The Python code used to calculate the previous equation using our GMM sample data is shown below.
# Estimate the mixing parameter p1 from the sample data using MoM estimator
p1_hat = (sum(pow(x,2) for x in GMM_data) / len(GMM_data) - pow(sigma_2,2))
/(pow(sigma_1,2) - pow(sigma_2,2))
To properly evaluate this estimator, we use Monte Carlo Simulation generating multiple GMM data reaches and estimating P1 for each realization as shown in the Python code below.
# Monte Carlo simulation of the MoM estimator
num_monte_carlo_iterations = 500
p1_est = np.zeros((num_monte_carlo_iterations,1))
sample_size = 1000
p1 = 0.2 # probability that the data point comes from first gaussian
mixing_prob = (p1, (1-p1))
# A stream of indices from which to choose the component
GMM_idx = np.random.choice(len(mixing_prob), size=sample_size, replace=True,
p=mixing_prob)
for iteration in range(num_monte_carlo_iterations):
sample_data = np.fromiter((stats.norm.rvs(*(norm_params(i))) for i in GMM_idx))
p1_est(iteration) = (sum(pow(x,2) for x in sample_data)/len(sample_data)
- pow(sigma_2,2))/(pow(sigma_1,2) - pow(sigma_2,2))
Then, we verify the bias and variance of our estimator and compare with the theoretical results that we derive previously as shown below.
p1_est_mean = np.mean(p1_est)
p1_est_var = np.sum((p1_est-p1_est_mean)**2)/num_monte_carlo_iterations
p1_theoritical_var_num = 3*p1*pow(sigma_1,4) + 3*(1-p1)*pow(sigma_2,4)
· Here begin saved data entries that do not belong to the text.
PR #340, opened 2022-05-04
Add progress indicator examples to compose advanced

JohnNichol:
Add an example of a spinner and a full screen progress indicator to the sample.
Add a new type of destination scroll type for time text only.
Fix up out of date comment in UserInputComponentsScreen.kt


yschimke (approved):
Screenshots would help reviewers get an idea of the feature.

PR #344, opened 2022-05-05
Put a gradient under the Watch identifier

JohnNichol:
The Round Watch/Square Watch text at the bottom of the main screen is hard to read as it is purple on purple a lot of the time. So adding a gradient behind which also allows us to show how to do modifier/gradients in the curved world


JohnNichol:
Screenshot_20220505_140158
Screenshot_20220505_140223

PR #346, opened 2022-05-05
Refactor Landingscreen

JohnNichol:
Allow LandingScreen to take a map of menu item names to click handlers - before adding more items to the list I wanted to do a refactor and also check that folks are happy with this approach as I think we can apply it to some of the other menus as well.


ComposeAdvanced/app/src/main/java/com/example/android/wearable/composeadvanced/presentation/WearApp.kt
```diff
@@ -228,30 +227,40 @@ fun WearApp(
 
                     val focusRequester = remember { FocusRequester() }
 
-                    val context = LocalContext.current
+                    val menuItemNameToClickHandlerMap = sortedMapOf(
```
yschimke, line 230: sortedMap seems like an unlikely realistic choice.  What about LinkedHashMap, so insertion order is respected?

ComposeAdvanced/app/src/main/java/com/example/android/wearable/composeadvanced/presentation/WearApp.kt
```diff
@@ -505,6 +514,13 @@ fun WearApp(
     }
 }
 
+@Composable
+private fun menuNameAndCallback(
```
yschimke, line 518: TIOLI: Why not just a simple data class with resource id, and screen.  Leave navigate and stringResource to the LandingScreen?

yschimke (approved):
Nothing blocking, just some optional suggestions.

After completing the change, LGTM.

PR #351, opened 2022-05-07
Modifiers

yschimke:
Add in Modifier.

Follow best practices with Modifier as the first optional parameter.


astamato (approved):
Lgtm, TY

- pow(p1*pow(sigma_1,2) + (1-p1)*pow(sigma_2,2),2)
p1_theoritical_var_den = sample_size*pow(sigma_1**2-sigma_2**2,2)
p1_theoritical_var = p1_theoritical_var_num/p1_theoritical_var_den
print('Sample variance of MoM estimator of p1 = %.6f' % p1_est_var)
print('Theoretical variance of MoM estimator of p1 = %.6f' % p1_theoritical_var)
print('Mean of MoM estimator of p1 = %.6f' % p1_est_mean)
# Below are the results of the above code
Sample variance of MoM estimator of p1 = 0.001876
Theoretical variance of MoM estimator of p1 = 0.001897
Mean of MoM estimator of p1 = 0.205141
We can observe the previous results that the average of the estimation of P1 is equal to 0.2051, which is very close to the true parameter P1 = 0.2. This average is even closer to the true parameter as the sample size increases. Therefore, we have numerically demonstrated that the estimator is impartial as confirmed by the theoretical results carried out above.
In addition, the sample variance of the P1 estimator (0.001876) is almost identical to the theoretical variance (0.001897) that is beautiful.
It is always a happy moment when the theory coincides with the practice!
All the images in this article, unless otherwise indicated, are of the author.